[Stored data entries]
----

PR #50, opened 2023-09-13
Use specific AArch64 toolchain when compiling seL4

Ivan-Velickovic:
The seL4 build system is configured to find installations of compilers on the host, meaning that the `aarch64-none-elf-` toolchain that we use might not be used when building seL4 depending on what other toolchains are installed.

### DIFF
--- a/build_sdk.py
+++ b/build_sdk.py
@@ -29,6 +29,10 @@ ENV_BIN_DIR = Path(executable).parent
 
 MICROKIT_EPOCH = 1616367257
 
+# Due to only supporting AArch64 (for now), we hard-code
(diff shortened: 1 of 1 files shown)


lsf37 (approved):
Compatible tool chain selection is one of the things we should figure out in the medium term, but no issues with this in the short term.

Ivan-Velickovic:
> Compatible tool chain selection is one of the things we should figure out in the medium term, but no issues with this in the short term.

Yes, this is just to make sure that we’re using the same toolchain for all components of Microkit as well as seL4. We can definitely change it later on if necessary.

PR #496, opened 2021-04-12
feat: add ability to make POST requests

masuraoru:


src/Browsershot.php
```diff
@@ -716,6 +728,12 @@ protected function createCommand(string $url, string $action, array $options = [
 
         $command['options']['args'] = $this->getOptionArgs();
 
+        if (! empty($this->postParams) &&
```
freekmurze, line 731: This conditional is unreadable to me. Could you extract this to a function that returns a boolean. The function should use early returns to break up the conditional

README.md
```diff
@@ -714,6 +714,17 @@ Browsershot::url('https://example.com')
...
 ```
 
+#### Sending POST requests
+
+By default, all requests sent using GET method. You can make POST request to the given url by using the `postParams` method.
+Note: POST request sent using `application/x-www-form-urlencoded` content type.
+
+```php
+    ->postParams(['foo' => 'bar'])
```
freekmurze, line 724: Let's use the method `post` which is a bit friendlier. Default argument of the function should be an empty array.

freekmurze (changes requested):
Looks good, let's polish it a bit more.

src/Browsershot.php
masuraoru: I am sorry for not following your recommendations. I rethought the logic and figured out how to simplify it, at the same time adding the necessary, in my opinion, check for the presence of a URL scheme.

src/Exceptions/CouldNotTakeBrowsershot.php
```diff
@@ -15,4 +15,19 @@ public static function outputFileDidNotHaveAnExtension(string $path)
     {
         return new static("The given path `{$path}` did not contain an extension. Please append an extension.");
     }
+
+    public static function postParamsArrayIsNotAssoc()
```
freekmurze, line 19: Let's not use abbreviations, write `associative` in full here.

src/Exceptions/CouldNotTakeBrowsershot.php
```diff
@@ -15,4 +15,19 @@ public static function outputFileDidNotHaveAnExtension(string $path)
...
+    {
+        return new static('The given postParams array is not associative.');
```
freekmurze, line 21: Tack on "Make sure that every element has a key." to this message.

tests/BrowsershotTest.php
```diff
@@ -977,6 +977,31 @@ public function it_can_send_cookies()
         ], $command);
     }
 
+    /**
```
freekmurze, line 980: Make this annotation use one line, like the rest of the tests

src/Browsershot.php
```diff
@@ -113,6 +114,17 @@ public function setChromePath(string $executablePath)
         return $this;
     }
 
+    public function post(array $postParams = [])
+    {
+        if (array_keys($postParams) === range(0, count($postParams) - 1)) {
```
freekmurze, line 119: What is being checked here? Put the result in a descriptive variable like `$arrayIsFullyKeyed`.

src/Browsershot.php
```diff
@@ -716,6 +728,21 @@ protected function createCommand(string $url, string $action, array $options = [
 
         $command['options']['args'] = $this->getOptionArgs();
 
+        if (parse_url($url, PHP_URL_SCHEME) === null) {
```
freekmurze, line 731: Previously all code would work without this check. Is this extra check necessary?

src/Browsershot.php
```diff
@@ -716,6 +728,21 @@ protected function createCommand(string $url, string $action, array $options = [
...
+            throw CouldNotTakeBrowsershot::urlHasNoScheme();
+        }
+
+        if (! empty($this->postParams)) {
```
freekmurze, line 735: You could opt to extract this logic to its own function with a descriptive name.

freekmurze (changes requested):
Functionality looks good 👍
I think the code could be polished just a bit more.

src/Browsershot.php
masuraoru: Agreed, I think I shouldn't have to add it. ProcessFailedException are more than enough. I'll remove it.

src/Browsershot.php
masuraoru: As I understand now, we can safely remove this check at all, since there is nothing technically wrong with such query as '0=foo&1=bar'. But thinking for the user is often superfluous. So it was my overthinking.

tests/BrowsershotTest.php
masuraoru: Done.

src/Exceptions/CouldNotTakeBrowsershot.php
masuraoru: Removed this exception as redundant.

src/Browsershot.php
masuraoru: Now it's clean as a whistle. I apologize that my overengineering took so much of your time. =)

freekmurze:
Thanks!

PR #539, opened 2021-07-29
Update and fix install instructions for Forge servers

okaufmann:
Hi,

I think it's time to update the installation instructions for forge servers to use latest chrome and node versions. Especially `libxshmfence-dev` is now needed to make chrome work properly.

Home this helps ✌️


freekmurze:
Thank you! 🙌

PR #564, opened 2021-09-20
Fix blockDomains and blockUrls methods

clementmas:
I found 3 issues with these methods:
- `Browsershot.php` was encoding the blocked URLs and domains twice: using `json_encode()` within the method itself and then a second time inside `getFullCommand()`. Which would generate this JSON:
```json
"blockDomains":"[\google-analytics.com\,\fonts.googleapis.com\]"
```
and cause this error:
```
SyntaxError: Unexpected token g in JSON at position 418 at JSON.parse
(Invalid escape character in string)
```
instead of generating this JSON:
```json
"blockDomains": ["google-analytics.com", "fonts.googleapis.com"]
```

- `browser.js` was referring to a variable named `domainsArray` which did not exist anymore
- `browser.js` was trying the parse the hostname from the `request` variable instead of the `interceptedRequest` variable

I added some missing tests as well.

Fixes https://github.com/spatie/browsershot/discussions/527

### DIFF
--- a/bin/browser.js
+++ b/bin/browser.js
@@ -117,18 +117,15 @@ const callChrome = async pup => {
             }
 
             if (request.options && request.options.blockDomains) {
-                const hostname = URLParse(request.url()).hostname;
-                domainsArray.forEach(function(value){
-                    if (hostname.indexOf(value) >= 0) {
-                        interceptedRequest.abort();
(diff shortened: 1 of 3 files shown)


freekmurze:
Thank you!

PR #581, opened 2021-11-24
Fix Apple Silicon Path Issue

aerni:
If you are running Browsershot on Apple Silicon, you will run into issues with your path. This PR adds the new Homebrew directory to the default path and fixes https://github.com/spatie/browsershot/discussions/580.


freekmurze:
Thanks!

ju5t:
Awesome @aerni :)

PR #589, opened 2021-12-17
Adding compatibility to Symfony 6

spackmat:
As mentioned in #588 it seems to work well also with `symfony/process` in version `6.0` and analogue to the proposed change in `spatie/image`.


freekmurze:
Thanks!

PR #610, opened 2022-03-06
Use function arguments for `mobile` and `touch`

orkhanahmadov:
Currently function arguments are not being used with `mobile()` and `touch()` function.

This change makes it possible to explicitly set options to `false` by using the function arguments.


freekmurze:
Thanks!

PR #622, opened 2022-04-02
Update savePdf to comply with 50eae92

marksalmon:
The call to `CouldNotTakeBrowsershot::chromeOutputEmpty()` now requires a second argument, since 50eae92


freekmurze:
Thank you!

----

What the task asks: Reproduce exactly, with nothing added, the lines from the one that contains "PR #610, opened 2022-03-06" to the end of the data.

Exercise output:
PR #610, opened 2022-03-06
Use function arguments for `mobile` and `touch`

orkhanahmadov:
Currently function arguments are not being used with `mobile()` and `touch()` function.

This change makes it possible to explicitly set options to `false` by using the function arguments.


freekmurze:
Thanks!

PR #622, opened 2022-04-02
Update savePdf to comply with 50eae92

marksalmon:
The call to `CouldNotTakeBrowsershot::chromeOutputEmpty()` now requires a second argument, since 50eae92


freekmurze:
Thank you!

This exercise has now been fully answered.